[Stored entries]
PR #3497, opened 2022-09-20
feat(rust): recover remote forwarder

twittner:
Currently any interruption to the underlying TCP connection of a remote forwarder will permanently make it unusable. To remedy the sitution a session "medic" is added to the node manager that maintains sessions which in turn provide actions to replace themselves. Sessions are each pinged at regular frequency and upon three subsequent failures the replacement action is triggered.

Currently only remote forwarders to API nodes, i.e. with addresses like

  /dnsaddr/hostname/tcp/12345/service/api
  /ip4/1.2.3.4/tcp/5678/service/api
  /ip6/::1/tcp/12345/service/api

are considered and only if an authorised identity is present. Other addresses or adresses like these but without authorised identities will not enable recovery and not even attenpt to open a secure channel.

To allow the node manager to re-establish a secure channel the command layer no longer performs the establishment of the secure channel, but instead only project and node references are resolved and the resulting address is passed as is to the node manager. NB that this assumes that the project route does not change which is not always guaranteed. This requires making project resolution available in the manager (tbd).

### DIFF
--- a/implementations/rust/ockam/ockam/src/forwarder.rs
+++ b/implementations/rust/ockam/ockam/src/forwarder.rs
@@ -70,7 +70,6 @@ impl Forwarder {
             forward_route,
             payload: Some(registration_payload.clone()),
         };
-        let _ = ctx.stop_worker(address.clone()).await;
         ctx.start_worker(address, forwarder).await?;
 
         Ok(())
--- a/implementations/rust/ockam/ockam/src/forwarder.rs
+++ b/implementations/rust/ockam/ockam/src/forwarder.rs
@@ -70,6 +70,7 @@ impl Forwarder {
             forward_route,
             payload: Some(registration_payload.clone()),
         };
+        let _ = ctx.stop_worker(address.clone()).await;
         ctx.start_worker(address, forwarder).await?;
 
         Ok(())
--- a/implementations/rust/ockam/ockam_api/src/nodes/models/forwarder.rs
+++ b/implementations/rust/ockam/ockam_api/src/nodes/models/forwarder.rs
@@ -1,11 +1,16 @@
+use std::collections::HashMap;
+
 use minicbor::{Decode, Encode};
 
 use ockam::remote::RemoteForwarderInfo;
 use ockam_core::CowStr;
+use ockam_identity::IdentityIdentifier;
 use ockam_multiaddr::MultiAddr;
 
 #[cfg(feature = "tag")]
 use ockam_core::TypeTag;
+
+use super::secure_channel::CredentialExchangeMode;
 
 /// Request body when instructing a node to create a forwarder
 #[derive(Debug, Clone, Decode, Encode)]
@@ -14,23 +19,38 @@ use ockam_core::TypeTag;
 pub struct CreateForwarder<'a> {
     #[cfg(feature = "tag")]
     #[n(0)] tag: TypeTag<3386455>,
-    /// Ockam's cloud forwarder node address
-    #[b(1)] pub(crate) address: CowStr<'a>,
-    /// Forwarder alias
-    #[n(2)] pub(crate) alias: Option<CowStr<'a>>,
-    /// Forwarding service is at rust node
+    /// Address to create forwarder at.
+    #[b(1)] pub(crate) address: MultiAddr,
+    /// Forwarder alias.
+    #[b(2)] pub(crate) alias: Option<CowStr<'a>>,
+    /// Forwarding service is at rust node.
     #[n(3)] pub(crate) at_rust_node: bool,
+    /// Authorised identities per project.
+    #[n(4)] pub(crate) identities: HashMap<MultiAddr, IdentityIdentifier>,
+    #[n(5)] pub(crate) mode: CredentialExchangeMode
 }
 
 impl<'a> CreateForwarder<'a> {
-    pub fn new(address: &MultiAddr, alias: Option<String>, at_rust_node: bool) -> Self {
+    pub fn new(address: MultiAddr, alias: Option<String>, at_rust_node: bool) -> Self {
         Self {
             #[cfg(feature = "tag")]
             tag: Default::default(),
-            address: address.to_string().into(),
+            address,
             alias: alias.map(|s| s.into()),
             at_rust_node,
+            identities: HashMap::new(),
+            mode: CredentialExchangeMode::None,
         }
+    }
+
+    pub fn set_identities(&mut self, ids: HashMap<MultiAddr, IdentityIdentifier>) -> &mut Self {
+        self.identities = ids;
+        self
+    }
+
+    pub fn set_credentials_mode(&mut self, m: CredentialExchangeMode) -> &mut Self {
+        self.mode = m;
+        self
     }
 }
 
@@ -105,7 +125,7 @@ mod tests {
             let mut buf = vec![];
             Request::post("/node/forwarder")
                 .body(CreateForwarder::new(
-                    &route_to_multiaddr(&route).unwrap(),
+                    route_to_multiaddr(&route).unwrap(),
                     None,
                     false,
                 ))
--- a/implementations/rust/ockam/ockam_api/src/nodes/models/forwarder.rs
+++ b/implementations/rust/ockam/ockam_api/src/nodes/models/forwarder.rs
@@ -26,31 +26,30 @@ pub struct CreateForwarder<'a> {
     /// Forwarding service is at rust node.
     #[n(3)] pub(crate) at_rust_node: bool,
     /// Authorised identities per project.
+    ///
+    /// The current handling of this request will only create a secure channel
+    /// for addresses which have a corresponding authorised identity configured.
     #[n(4)] pub(crate) identities: HashMap<MultiAddr, IdentityIdentifier>,
     #[n(5)] pub(crate) mode: CredentialExchangeMode
 }
 
 impl<'a> CreateForwarder<'a> {
-    pub fn new(address: MultiAddr, alias: Option<String>, at_rust_node: bool) -> Self {
+    pub fn new(
+        address: MultiAddr,
+        alias: Option<String>,
+        at_rust_node: bool,
+        identities: HashMap<MultiAddr, IdentityIdentifier>,
+        mode: CredentialExchangeMode,
+    ) -> Self {
         Self {
             #[cfg(feature = "tag")]
             tag: Default::default(),
             address,
             alias: alias.map(|s| s.into()),
             at_rust_node,
-            identities: HashMap::new(),
-            mode: CredentialExchangeMode::None,
+            identities,
+            mode,
         }
-    }
-
-    pub fn set_identities(&mut self, ids: HashMap<MultiAddr, IdentityIdentifier>) -> &mut Self {
-        self.identities = ids;
-        self
-    }
-
-    pub fn set_credentials_mode(&mut self, m: CredentialExchangeMode) -> &mut Self {
-        self.mode = m;
-        self
     }
 }
 
@@ -97,6 +96,7 @@ mod tests {
     use ockam_core::api::{Request, Response, Status};
     use ockam_core::{compat::rand, compat::rand::Rng};
     use ockam_core::{route, Address, Result, Routed, Worker};
+    use std::collections::HashMap;
 
     use crate::nodes::NodeManager;
     use crate::*;
@@ -128,6 +128,8 @@ mod tests {
                     route_to_multiaddr(&route).unwrap(),
                     None,
                     false,
+                    HashMap::new(),
+                    CredentialExchangeMode::None,
                 ))
                 .encode(&mut buf)?;
             buf
--- a/implementations/rust/ockam/ockam_api/src/nodes/service.rs
+++ b/implementations/rust/ockam/ockam_api/src/nodes/service.rs
@@ -1,17 +1,24 @@
 //! Node Manager (Node Man, the superhero that we deserve)
 
 use std::collections::BTreeMap;
+use std::error::Error as _;
 use std::path::PathBuf;
-use std::sync::Arc;
 
 use minicbor::Decoder;
 
 use ockam::{Address, Context, ForwardingService, Result, Routed, TcpTransport, Worker};
-use ockam_core::api::{Method, Request, Response, Status};
-use ockam_core::compat::{boxed::Box, string::String};
+use ockam_core::api::{Error, Method, Request, Response, Status};
+use ockam_core::compat::{
+    boxed::Box,
+    string::String,
+    sync::{Arc, Mutex},
+};
 use ockam_core::errcode::{Kind, Origin};
+use ockam_core::AsyncTryClone;
 use ockam_identity::{Identity, IdentityIdentifier, PublicIdentity};
 use ockam_multiaddr::MultiAddr;
+use ockam_node::tokio;
+use ockam_node::tokio::task::JoinHandle;
 use ockam_vault::storage::FileStorage;
 use ockam_vault::Vault;
 
@@ -22,6 +29,7 @@ use crate::lmdb::LmdbStorage;
 use crate::nodes::config::NodeManConfig;
 use crate::nodes::models::base::NodeStatus;
 use crate::nodes::models::transport::{TransportMode, TransportType};
+use crate::session::{Medic, Sessions};
 use crate::DefaultAddress;
 
 pub mod message;
@@ -84,6 +92,7 @@ pub(crate) struct AuthorityInfo {
 
 /// Node manager provides a messaging API to interact with the current node
 pub struct NodeManager {
+    address: Address,
     node_name: String,
     node_dir: PathBuf,
     config: Config<NodeManConfig>,
@@ -99,6 +108,14 @@ pub struct NodeManager {
     authorities: Option<Authorities>,
     pub(crate) authenticated_storage: LmdbStorage,
     pub(crate) registry: Registry,
+    sessions: Arc<Mutex<Sessions>>,
+    medic: JoinHandle<Result<(), ockam_core::Error>>,
+}
+
+impl Drop for NodeManager {
+    fn drop(&mut self) {
+        self.medic.abort()
+    }
 }
 
 pub struct IdentityOverride {
@@ -136,7 +153,8 @@ impl NodeManager {
 impl NodeManager {
     /// Create a new NodeManager with the node name from the ockam CLI
     #[allow(clippy::too_many_arguments)]
-    pub async fn create(
+    pub async fn create<A: Into<Address>>(
+        addr: A,
         ctx: &Context,
         node_name: String,
         node_dir: PathBuf,
@@ -221,7 +239,11 @@ impl NodeManager {
             ));
         }
 
+        let medic = Medic::new();
+        let sessions = medic.sessions();
+
         let mut s = Self {
+            address: addr.into(),
             node_name,
             node_dir,
             config,
@@ -237,6 +259,11 @@ impl NodeManager {
             authorities: None,
             authenticated_storage,
             registry: Default::default(),
+            medic: {
+                let ctx = ctx.async_try_clone().await?;
+                tokio::spawn(medic.start(ctx))
+            },
+            sessions,
         };
 
         if !skip_defaults {
@@ -246,6 +273,9 @@ impl NodeManager {
                 s.configure_authorities(ac).await?;
             }
         }
+
+        s.start_echoer_service_impl(ctx, DefaultAddress::ECHO_SERVICE.into())
+            .await?;
 
         Ok(s)
     }
@@ -285,8 +315,6 @@ impl NodeManager {
             .await?;
         self.start_uppercase_service_impl(ctx, DefaultAddress::UPPERCASE_SERVICE.into())
             .await?;
-        self.start_echoer_service_impl(ctx, DefaultAddress::ECHO_SERVICE.into())
-            .await?;
 
         ForwardingService::create(ctx).await?;
 
@@ -315,7 +343,7 @@ impl NodeManager {
         req: &Request<'_>,
         dec: &mut Decoder<'_>,
     ) -> Result<Vec<u8>> {
-        trace! {
+        debug! {
             target: TARGET,
             id     = %req.id(),
             method = ?req.method(),
@@ -437,7 +465,7 @@ impl NodeManager {
                 .to_vec()?,
 
             // ==*== Forwarder commands ==*==
-            (Post, ["node", "forwarder"]) => self.create_forwarder(ctx, req, dec).await?,
+            (Post, ["node", "forwarder"]) => self.create_forwarder(ctx, req.id(), dec).await?,
 
             // ==*== Inlets & Outlets ==*==
             (Get, ["node", "inlet"]) => self.get_inlets(req).to_vec()?,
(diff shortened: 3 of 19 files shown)


implementations/rust/ockam/ockam/src/forwarder.rs
```diff
@@ -70,6 +70,7 @@ impl Forwarder {
             forward_route,
             payload: Some(registration_payload.clone()),
         };
+        let _ = ctx.stop_worker(address.clone()).await;
```
SanjoDeundiak: Shouldn't we at least add prefix to the provided address, as in elixir? Not doing that looks bad even for demo purposes...
@mrinalwadhwa 

P.S. Oh, is this line the reason why forwarders to rust nodes are created without heartbeats?

implementations/rust/ockam/ockam_command/src/util/mod.rs
```diff
@@ -244,9 +244,18 @@ impl<'a> Rpc<'a> {
         };
         match hdr.status() {
             Some(status) if hdr.has_body() => {
-                let err = match dec.decode::<String>() {
-                    Ok(msg) => format!("Message: {msg}"),
-                    Err(_) => String::default(),
+                let err = if matches!(dec.datatype(), Ok(Type::String)) {
```
SanjoDeundiak, line 247: That would be great in form of a separate commit

implementations/rust/ockam/ockam_api/src/nodes/models/forwarder.rs
```diff
@@ -1,37 +1,57 @@
...
-    #[n(2)] pub(crate) alias: Option<CowStr<'a>>,
-    /// Forwarding service is at rust node
+    /// Address to create forwarder at.
+    #[b(1)] pub(crate) address: MultiAddr,
+    /// Forwarder alias.
+    #[b(2)] pub(crate) alias: Option<CowStr<'a>>,
+    /// Forwarding service is at rust node.
     #[n(3)] pub(crate) at_rust_node: bool,
+    /// Authorised identities per project.
+    #[n(4)] pub(crate) identities: HashMap<MultiAddr, IdentityIdentifier>,
```
SanjoDeundiak, line 32: Is empty HashMap considered no authorized identities, or any identity is authorized?

implementations/rust/ockam/ockam_api/src/nodes/models/forwarder.rs
```diff
@@ -1,37 +1,57 @@
...
+    #[n(5)] pub(crate) mode: CredentialExchangeMode
 }
 
 impl<'a> CreateForwarder<'a> {
-    pub fn new(address: &MultiAddr, alias: Option<String>, at_rust_node: bool) -> Self {
+    pub fn new(address: MultiAddr, alias: Option<String>, at_rust_node: bool) -> Self {
```
SanjoDeundiak: I would extend constructor to take all fields as arguments, that will force users to make decisions about authorized identities and credentials mode instead of default values (which are likely to cause security vulnerabilities)

implementations/rust/ockam/ockam_api/src/nodes/service.rs
```diff
@@ -84,6 +92,7 @@ pub(crate) struct AuthorityInfo {
 
 /// Node manager provides a messaging API to interact with the current node
 pub struct NodeManager {
+    address: Address,
```
SanjoDeundiak: AFAIK, you can take needed address from `Context` instance, no need to store it in the field

implementations/rust/ockam/ockam_api/src/nodes/service.rs
```diff
@@ -99,6 +108,14 @@ pub struct NodeManager {
     authorities: Option<Authorities>,
     pub(crate) authenticated_storage: LmdbStorage,
     pub(crate) registry: Registry,
+    sessions: Arc<Mutex<Sessions>>,
+    medic: JoinHandle<Result<(), ockam_core::Error>>,
+}
+
+impl Drop for NodeManager {
+    fn drop(&mut self) {
+        self.medic.abort()
```
SanjoDeundiak: Should it be in shutdown function instead?

implementations/rust/ockam/ockam_command/src/error.rs
```diff
@@ -62,3 +62,9 @@ impl From<std::io::Error> for Error {
         Error::new(exitcode::IOERR, e.into())
     }
 }
+
+impl From<ockam_multiaddr::Error> for Error {
```
SanjoDeundiak, line 66: Could be a separate commit

implementations/rust/ockam/ockam_command/src/forwarder/create.rs
```diff
@@ -46,48 +51,74 @@ impl CreateCommand {
...
-            CredentialExchangeMode::Oneway,
-        )
-        .await?;
-        let at = crate::project::util::clean_projects_multiaddr(at, projects_sc)?;
-        let mut rpc = RpcBuilder::new(ctx, opts, api_node).tcp(&tcp)?.build();
-        let cmd = CreateCommand { at, ..cmd };
-        rpc.request(req(&cmd, at_rust_node)?).await?;
-        rpc.parse_and_print_response::<ForwarderInfo>()?;
-        Ok(())
+async fn rpc(ctx: Context, (opts, cmd): (CommandGlobalOpts, CreateCommand)) -> Result<()> {
```
SanjoDeundiak, line 54: I suspect this code can be used for other commands as well, would be great to move it to some shared place in the future

implementations/rust/ockam/ockam_command/src/forwarder/create.rs
```diff
@@ -46,48 +51,74 @@ impl CreateCommand {
...
-/// Construct a request to create a forwarder
-fn req(cmd: &CreateCommand, at_rust_node: bool) -> anyhow::Result<RequestBuilder<CreateForwarder>> {
-    let alias = if at_rust_node {
-        let mut name = "forward_to_".to_owned();
-        name.push_str(&cmd.forwarder_name);
-        name
-    } else {
-        cmd.forwarder_name.clone()
+    let req = {
+        let alias = if at_rust_node {
```
SanjoDeundiak, line 106: Would be great to unify that, this is out of context of this PR though

implementations/rust/ockam/ockam_command/src/forwarder/create.rs
```diff
@@ -46,48 +51,74 @@ impl CreateCommand {
...
+            format!("forward_to_{}", cmd.forwarder_name)
+        } else {
+            cmd.forwarder_name.clone()
+        };
+        let mut body = CreateForwarder::new(ma, Some(alias), at_rust_node);
+        body.set_identities(pa)
```
SanjoDeundiak: Should we allow empty HashMap here?

implementations/rust/ockam/ockam_api/src/nodes/models/forwarder.rs
SanjoDeundiak: P.S. Looking at the single usage of that constructor I don't see anything against having all fields in the constructor

implementations/rust/ockam/ockam/src/forwarder.rs
twittner: Sorry, this was a leftover from a previous revision. While it does not affect naming it is not relevant for this PR.

implementations/rust/ockam/ockam_api/src/session/sessions.rs
```diff
@@ -0,0 +1,175 @@
...
+
+    pub fn clear_pings(&mut self) {
+        self.pings.clear()
+    }
+}
+
+#[derive(Default, Debug, Copy, Clone, PartialEq, Eq, Hash, Encode, Decode)]
+#[rustfmt::skip]
+pub struct Key {
+    #[n(0)] ctr: u64,
```
SanjoDeundiak: What is the point of the counter?

implementations/rust/ockam/ockam_api/src/session.rs
```diff
@@ -0,0 +1,194 @@
...
+
+impl Decodable for Message {
+    fn decode(m: &[u8]) -> Result<Self, Error> {
+        minicbor::decode(m).map_err(Error::from)
+    }
+}
+
+impl ockam_core::Message for Message {}
+
+/// A collector receives messages from a [`Responder`] and forwards them.
```
SanjoDeundiak: What is Responder here?

implementations/rust/ockam/ockam_api/src/session.rs
```diff
@@ -0,0 +1,194 @@
...
+                        let l = {
+                            let v = Encodable::encode(&m).expect("message can be encoded");
+                            let r = route![session.address().clone(), DefaultAddress::ECHO_SERVICE];
+                            let t = TransportMessage::v1(r, Collector::address(), v);
+                            LocalMessage::new(t, Vec::new())
+                        };
+                        let sender = ctx.clone();
+                        self.pings
+                            .spawn(async move { (key, sender.forward(l).await) });
+                        continue;
```
SanjoDeundiak: `else if` is cleaner IMHO

implementations/rust/ockam/ockam_api/src/nodes/service/forwarder.rs
```diff
@@ -1,44 +1,89 @@
...
+                                enable_recovery(
+                                    &mut s,
+                                    this,
+                                    c,
+                                    req.address,
+                                    alias.to_string(),
+                                    auth,
+                                    req.mode,
+                                );
+                                self.sessions.lock().unwrap().add(s);
```
adrianbenavides, line 71: I've seen that you always unwrap the `lock()` result. Is this done on purpose to let the mutex in a "poisoned" state if something panics?

twittner: It is sort of the default thing to do unless one is sure that no invariants are broken if a panic occurs while holding the lock. While panics are not expected when dealing with sessions they are propagated across thread boundaries this way should they arise.

implementations/rust/ockam/ockam_api/src/session.rs
```diff
@@ -0,0 +1,194 @@
...
+
+    pub async fn start(self, ctx: Context) -> Result<(), Error> {
+        let ctx = ctx.new_detached(Address::random_local()).await?;
+        let (tx, rx) = mpsc::channel(32);
+        ctx.start_worker(Collector::address(), Collector(tx))
+            .await?;
+        self.go(ctx, rx).await
+    }
+
+    async fn go(mut self, ctx: Context, mut rx: mpsc::Receiver<Message>) -> ! {
```
SanjoDeundiak, line 62: This function would benefit from some comments

implementations/rust/ockam/ockam_api/src/session.rs
```diff
@@ -0,0 +1,194 @@
...
+            }
+
+            let _ = timeout(self.delay, self.get_results(&mut rx)).await;
+        }
+    }
+
+    async fn get_results(&mut self, rx: &mut mpsc::Receiver<Message>) {
+        loop {
+            tokio::select! {
+                p = self.pings.join_next(), if !self.pings.is_empty() => match p {
```
SanjoDeundiak, line 106: Why `if !self.pings.is_empty()` check is needed?

implementations/rust/ockam/ockam_api/src/session.rs
```diff
@@ -0,0 +1,194 @@
...
+                }
+            }
+
+            let _ = timeout(self.delay, self.get_results(&mut rx)).await;
+        }
+    }
+
+    async fn get_results(&mut self, rx: &mut mpsc::Receiver<Message>) {
+        loop {
+            tokio::select! {
```
SanjoDeundiak, line 105: Could you please elaborate on how this works? Is that intended that we try to run pings and session reestablishments and receive pongs concurrently? Shouldn't we do that in parallel? Also, `tokio::select` is meant to cancel all futures except the one that finished. So, in a loop, we start polling all of the futures I mentioned above one-by-one (allowing them to make some progress), wait till one of them finishes, abort everything else (and remove all the progress that they may achieved, also not cleaning up any state they may have changed so far), then start all of them again on next loop iteration. Am I wrong about how this works?

implementations/rust/ockam/ockam_api/src/session.rs
```diff
@@ -0,0 +1,194 @@
...
+                        }
+                    }
+                }
+            }
+
+            let _ = timeout(self.delay, self.get_results(&mut rx)).await;
+        }
+    }
+
+    async fn get_results(&mut self, rx: &mut mpsc::Receiver<Message>) {
```
SanjoDeundiak, line 103: Require some refactoring in the future, it's a little bit hard to read

SanjoDeundiak (changes requested):
Still reviewing, submitting what I have so far...

implementations/rust/ockam/ockam_api/src/nodes/models/forwarder.rs
twittner: The way it is currently used by the node manager is that without an authorised identity, no secure channel will be established.

implementations/rust/ockam/ockam_api/src/nodes/models/forwarder.rs
twittner: These are still optional as creating a forwarder at another rust node for example does not require a secure channel.

implementations/rust/ockam/ockam_api/src/nodes/service.rs
twittner: I will add a shutdown method and stop the task there.

implementations/rust/ockam/ockam_api/src/session.rs
twittner: Operationally there are ping tasks and replacement tasks that execute in the context of tokio `JoinSet`s. Their progress is driven by the tokio executor. The `tokio::select!` call only evaluates cancellation-safe futures which eventually yield a result from those tasks (or a message in case of `mpsc::Receiver::recv`). No progress is removed and no state needs to be cleaned up when the loosing futures care cancelled.

For details see:
- https://docs.rs/tokio/latest/tokio/macro.select.html
- https://docs.rs/tokio/latest/tokio/task/struct.JoinSet.html

implementations/rust/ockam/ockam_api/src/session.rs
twittner: `JoinSet::join_next` immediately returns `None` if empty. By checking first if the set is empty, the future returned from `JoinSet::join_next` is not evaluated, leaving the other branches. This makes the whole loop less busy.

implementations/rust/ockam/ockam_api/src/session.rs
twittner: Another leftover from before https://github.com/build-trust/ockam/pull/3485.

implementations/rust/ockam/ockam_api/src/session/sessions.rs
twittner: The key is used to index sessions. The counter gives a strongly monotonic number and avoids collisions which a purely random key could cause.

implementations/rust/ockam/ockam_api/src/nodes/models/forwarder.rs
SanjoDeundiak: Could you please add that comment to the code?

implementations/rust/ockam/ockam_api/src/nodes/models/forwarder.rs
SanjoDeundiak: Not using Secure Channel or authorized identifiers explicitly may be fine for the time being, I'm worried about the fact that this happens implicitly. User of this code can easily create the structure, use insecure flow and not even know that those fields exist

implementations/rust/ockam/ockam_api/src/session.rs
SanjoDeundiak: @twittner oh, I guess `JoinSet` is the owner of the futures in this case, so futures are not cancelled in `tokio::select`. Tnx, for the clarification. Do you know if futures are able to progress in the background, or only while `join_next` is called? That wasn't clear for me after reading the doc

SanjoDeundiak: Also, what are you thoughts about having centralized Medic that tracks all sessions (as in this PR) vs having dedicated Medic per session? Is there a chance latter approach would look simpler?

implementations/rust/ockam/ockam_api/src/nodes/service.rs
```diff
@@ -237,6 +250,11 @@ impl NodeManager {
             authorities: None,
             authenticated_storage,
             registry: Default::default(),
+            medic: {
+                let ctx = ctx.async_try_clone().await?;
+                tokio::spawn(medic.start(ctx))
```
SanjoDeundiak, line 255: We ideally want to limit direct usage of tokio to `ockam_node` crate. It's totally fine for now though, just FYI

implementations/rust/ockam/ockam_api/src/nodes/service/forwarder.rs
```diff
@@ -49,14 +94,135 @@ impl NodeManager {
...
+
+async fn replace_sec_chan(
+    ctx: &Context,
+    manager: &Address,
+    prev: Address,
+    addr: &MultiAddr,
+    authorised: &HashMap<MultiAddr, IdentityIdentifier>,
+    mode: CredentialExchangeMode,
+) -> Result<Address> {
+    debug!(%addr, %prev, "recreating secure channel");
```
SanjoDeundiak, line 197: Is sending a message to itself is better than simple function call?

implementations/rust/ockam/ockam_api/src/nodes/service/forwarder.rs
```diff
@@ -49,14 +94,135 @@ impl NodeManager {
...
+    if res.status() != Some(Status::Ok) {
+        if res.has_body() {
+            let e: Error = d.decode()?;
+            warn!(%addr, %prev, err = ?e.message(), "failed to create secure channel");
+        }
+        return Err(ApiError::generic("error creating secure channel"));
+    }
+    let res: CreateSecureChannelResponse = d.decode()?;
+    let mad = res.addr()?;
+    if let Some(p) = mad.first() {
```
SanjoDeundiak: Isn't in cleaner to convert this multiaddr to a route (we have a function for that) and check that there is only one hop?

implementations/rust/ockam/ockam_api/src/nodes/service/forwarder.rs
```diff
@@ -49,14 +94,135 @@ impl NodeManager {
...
+            if &*p == "api" {
+                return MultiAddr::default().try_with(input.iter().take(3)).ok();
+            }
+        }
+    }
+    None
+}
+
+/// Create a secure channel to an API node or return the address route as is.
+async fn connect(
```
SanjoDeundiak: Should it be a NodeManager's function?

implementations/rust/ockam/ockam_api/src/session/sessions.rs
SanjoDeundiak: Isn't that potentially leaking data about number of sessions of this node to the other node?

implementations/rust/ockam/ockam_api/src/session.rs
twittner: > Do you know if futures are able to progress in the background, or only while `join_next` is called?

A `JoinSet` spawns the futures as regular tokio tasks and they make progress independently of the `join_next` call.

> Also, what are you thoughts about having centralised Medic that tracks all sessions (as in this PR) vs having dedicated Medic per session?

I think tracking all sessions here is more flexible, for instance when expressing dependencies. Isolated session tracking in actors makes such reasoning comparatively difficult. For example, when a secure channel is shared by multiple sessions, it would be enough to ping it once and restart all sessions depending on it. This is easier to implement when all sessions are treated as data in a single `Medic`.

implementations/rust/ockam/ockam_api/src/nodes/service/forwarder.rs
twittner: Most methods of `NodeManager` require unique access (`&mut self`). The recovery futures run asynchronously and we would have to wrap the manager into an `Arc<Mutex<_>>` to apply those methods. Such a change would be much larger so I chose the message sending instead.

implementations/rust/ockam/ockam_api/src/nodes/service/forwarder.rs
twittner: I deliberately made it a private function of this module for the time being so that other parts of the `NodeManager` would not be tempted to use it.

implementations/rust/ockam/ockam_api/src/session/sessions.rs
twittner: Not potentially, but it definitely exposes the number of sessions. If that is a concern we would have to resort to just random keys and perform a collision check when generating it. If preferred I can implement that change.

implementations/rust/ockam/ockam_api/src/nodes/service/forwarder.rs
SanjoDeundiak: But it can be private even if it's a NodeManager's function

implementations/rust/ockam/ockam_api/src/nodes/service/forwarder.rs
SanjoDeundiak: Yeah, probably there should be `NodeManager` that is doing all the heavy lifting, and `NodeManagerWorker` that is a Worker that delegates calls to `NodeManager`. In this case either `NodeManager` can be wrapped inside `Arc<Mutex>` of its fields could be turned into thread-safe structures. Definitely out of the context of this PR though. Thoughts?

implementations/rust/ockam/ockam_api/src/nodes/service/forwarder.rs
twittner: Not sure I get what you mean. If it is a private *method* of the `NodeManager` it would be available in the whole scope of it vs. just being a private function of this module. Did you have something else in mind?

implementations/rust/ockam/ockam_api/src/nodes/service/forwarder.rs
twittner: That would be a good change I think.

implementations/rust/ockam/ockam_api/src/nodes/service/forwarder.rs
SanjoDeundiak: AFAIK private function of the struct, that is defined in submodule, is only available from that submodule. In other words this `connect` function would be available from this file only doesn't matter if it's a static function of a struct's function

implementations/rust/ockam/ockam_api/src/session/sessions.rs
SanjoDeundiak: Yeah, I think leaking such a counter is a bad idea. How about random keys that are long enough so you don't worry about collisions?

SanjoDeundiak: BTW we can have `ctr` and `rnd` if you like that, it's just usage should be vice versa: `rnd` is unique identifier of the session, while `ctr` is an intra-session ping counter

implementations/rust/ockam/ockam_api/src/nodes/service/forwarder.rs
twittner: Thanks, I did not think it would behave like this but it makes sense.

implementations/rust/ockam/ockam_api/src/session/sessions.rs
twittner: I switched to a 24-bytes random key.

twittner:
@SanjoDeundiak: Anything left that needs to be addressed?

SanjoDeundiak:
@mergifyio rebase

SanjoDeundiak (approved):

> **To do**: Display each line of the data where "tests" occurs.

> **Answer to the problem**:
@@ -105,7 +125,7 @@ mod tests {
@@ -97,6 +96,7 @@ mod tests {
@@ -128,6 +128,8 @@ mod tests {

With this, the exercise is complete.